Historically, the private sector has been burdened with implicit social duties: income security, welfare absorption, and employment guarantees. These functions, however noble, lie outside the natural logic of market dynamics. They represent a friction that constrains entrepreneurial dynamism and distorts labor markets.
The PJB offers a structural reallocation of this responsibility. It posits that the public sector must assume its proper role as the guarantor of social solidarity and income continuity, thereby liberating the private sector from tasks it was never designed to perform.
In this framework:
- The private sector is freed to pursue innovation, productivity, and value creation, unburdened by the weight of acting as a de facto social safety net.

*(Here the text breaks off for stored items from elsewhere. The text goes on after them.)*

PR #7010, opened 2023-11-07
Enhance Data screen reader announcements and add search debounce

### LINKED ISSUE #6630: Data Component Enhancing Accessibility
Enhancing Data component search and filter to meet better screen reader 
### Expected Behavior

- [x] After pressing "enter" in the search it should read out "number of results found" or "no results found"
- [x] On the filters button have an `aria-label` to let the user know how many filters are applied. (This has already been enhanced)
- [x] When clicking on `apply filters` it would be great if the results were ready out "number of results found" or "no results found"

### Actual Behavior
1. After pressing  "enter" in the search nothing came back on the screen reader so it was not aware if there were results unless the user arrows down.
2. On the filters button, it does not let you know how many filters are applied.
3.  When clicking on `apply filters` nothing came back on the screen reader so it was not aware if there were results unless the user arrows down.

### Steps to Reproduce
Use JAWS or voiceover
1. Type something into the search and press enter. Nothing is read out by the screenreader.
2. Focus on the filters button. No information about the number of filters applied is read out.
3. Press the apply filters button. No information about the # of results is read out.

https://storybook.grommet.io/?path=/story/layout-data-list--example

### Your Environment

- Grommet version:
- Browser Name and version:

taysea:
#### What does this PR do?

This PR enhances Data to add announcements to screen reader users how the number of results has changed based on filters applied or search text.

The general approach is that a `useEffect` is added to Data that listens for changes to the `filteredTotal` or `total` of the Data context value. Anytime these values change, AnnounceContext is used to announce the number of results in the format that mirrors that of DataSummary.

AnnounceContext is intentionally used in a `useEffect` at the parent Data level as opposed to an aria-live directly on DataSummary `Text` in order to ensure that even if a caller does not display DataSummary visually on the screen that a screen reader user will still receive the announcement.

Additionally, this PR adds debounce for DataSearch with a delay of 300ms. This helps to ensure that the announcement is not made after every keystroke but instead will wait for a short period of inactivity. 300ms was chosen empirically and through reference of other search debounce examples.

Due to the differences of screen reader behaviors, there are limitations to the consistency that the "1 result of 8 items" (for example) message will be announced. This is due to a) other announcements that may already be read by the screen reader, b) the internal logic of the screen reader and how it manages its queue of messages/clears it out after a certain amount of time. For example, the pattern implemented sometimes is read out properly by VoiceOver but sometimes doesn't announce due to the aria-label on the Filter button being read out first. On the other hand, ChromeVox plugin is fairly consistent at announcing the "1 result of 8 items" message.

That being said, I think this pattern is in best alignment with aria best practices as possible, so we should still move forward with it.

src/js/components/Data/Data.js

Locally with Data stories.

Using Data stories + screen reader.

NOTE: Adjusted tests that were failing to use `fireEvent` due to repeated timeout issues locally and in Circle CI. The snapshot changes make sense given the state of the components when the snapshots are taken.

Closes #6630 

No.

Yes.

Backwards compatible.


jcfilben (approved):
Looks good!

src/js/components/Data/Data.js
```diff
@@ -51,6 +53,41 @@ export const Data = ({
     return filter(dataProp, view, properties);
   }, [dataProp, filteredTotal, onView, properties, total, view]);
 
+  const announce = useContext(AnnounceContext);
+  const { format } = useContext(MessageContext);
+  useEffect(() => {
```
halocline, line 58: Add some sort of comment explaining the intent behind this useEffect

```suggestion
  // Announce to screen readers when search or filters are applied and affect the underlying result set
  useEffect(() => {
```

halocline (commented):
Looks good. Small request to add comment to useEffect

src/js/components/Data/DataForm.js
```diff
@@ -229,6 +229,23 @@ const normalizeValue = (nextValue, prevValue, views) => {
   return result;
 };
 
+// 300ms was chosen empirically as a reasonable default
+const DEBOUNCE_TIMEOUT = 300;
```
halocline, line 233: If needed in the future, is there an approach where we can we allow the caller to specify the debounce value if desired? I believe there is, but just confirming.

MikeKingdom: Theme maybe?

halocline: > Theme maybe?

As a default, I think the theme could make sense. Was wondering about specific instances where the performance of the API being interacted with might also be a consideration and the implementor might want control to tune for that instance. Thoughts @MikeKingdom ?

halocline: Not saying this needs to be implemented in this PR, rather just a line of sight to how we might approach if needed.

MikeKingdom: Yeah definitely valid. Might be worth a prop

taysea: Yeah I think there are a variety of approaches we could take to allow caller to drive (whether via prop, or theme, etc.). And then code would just modify where default value is used to something like `propValue || DEBOUNCE_TIMEOUT`

halocline (approved):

- The public sector, through the PJB, becomes the active, flexible, and dignified manager of labor transition, providing meaningful temporary roles, retraining opportunities, and income continuity for workers displaced by automation, AI, or economic restructuring.
Relevance in the Age of Technological Displacement
As we stand at the threshold of a technological wave that threatens to dissolve a significant portion of existing jobs, this distinction becomes not merely relevant, but urgent.
If the private sector is left alone to absorb the social shock of mass displacement, the consequences will be predictable: prolonged unemployment, social fragmentation, political instability, and a reactive, inefficient expansion of welfare mechanisms that address symptoms rather than structures.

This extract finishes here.